The story problem stated: the number of fish that can be put in an aquarium depends on the amount of water the tank holds, the size of the fish, and the capacity of the pump and filter system (Mathematics for Elementary Teachers Text book ninth edition). The picture from the story problem is above.
Part a states: How many liters of water will this tank hold? I found the volume of the tank with the formula V = Area of base x h. (50cm x 25 cm) x 30 cm = 37500 cm cubed. Once I found the volume in cubic centimeters, I converted it to liters. Since 1 cubic centimeter is equivalent to an mL, I did that first. Once I had the problem in mL it was easy to find liters because there are 1000 mL in a liter; therefore, the answer is 37.5 liters.
Part b states: The recommended number of tropical fish for this tank is 30. How many cubic centimeters of space would each fish have? This was pretty easy because all I did was divide the volume (37500) by 30 fish which equals 1250 cubic centimeters.
Part c states: Goldfish need more space and oxygen than tropical fish. Goldfish that are about 5 centimeters long require 3000 cubic centimeters of water. How many goldfish could live in this tank? For this I divided the volume (37500 cubic centimeters) by the required 3000 cubic centimeters of water; this comes out to about 12 goldfish.
Part d states: How many square centimeters of glass are needed for this tank if there is glass on all sides except the top? This question is simply asking for the surface area; therefore I found the area of all the shapes and added them together. (2 x 25 x 30) + (50 x 25) + (2 x 30 x 50) = 5750 cm squared.
With patience and effort any story problem can be solved!
Understanding volume can be a tricky topic because it is easy to get it confused with area and perimeter. There are some main things that can help you understand volume. First, you want to make sure that all of the dimensions are labeled in cubic units. For example, if you have a triangular prism with sides measured in centimeters, you want the answer to be in cubic centimeters.

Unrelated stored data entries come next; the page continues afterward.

PR #418, opened 2024-02-28
Fix test flappers

mtmk:
fixed core tests. in JS Fetch_dispose_test still sometimes fails. I shall leave that to another PR


caleblloyd (approved):
LGTM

Secondly, there are separate formulas to find the volume of a prism and the volume of a pyramid. Thirdly, you want to know the shape or 3 dimensional object you are dealing with because that will help you to determine the formula you need to use. Let’s look at some examples!
The formula for a prism is V = Area of base x height of prism. A prism is a three-dimensional shape with two parallel bases that are the same. In the picture below I have drawn a right prism. The base in this case is the square; therefore, area = length x width (3cm x 3cm = 9cm squared). Once we find the area of the base, we need to multiply it by the height of the prism (5 cm). The answer to the example is 45cm cubed because 45 cm cubed = 9 cm squared x 5 cm.
The formula for a pyramid is V = 1/3 x Area of base x height of pyramid. A pyramid is a three-dimensional shape with one base of any shape with sides all meeting at one point. In the picture above I have drawn a triangular pyramid. The one base in the pyramid is a triangle; therefore, area = 1/2 length x height (1/2 x 4 cm x 8 cm= 16 cm squared). Once we find the area of the base, we need to multiply it by the height of the pyramid which in the example is 10 cm. Lastly, we multiply the whole answer by 1/3. The answer to the example is about 53.3 cm cubed. The descriptions above can help clear up any confusion, and help to explain the two different formulas for volume of a prism and the volume of a pyramid.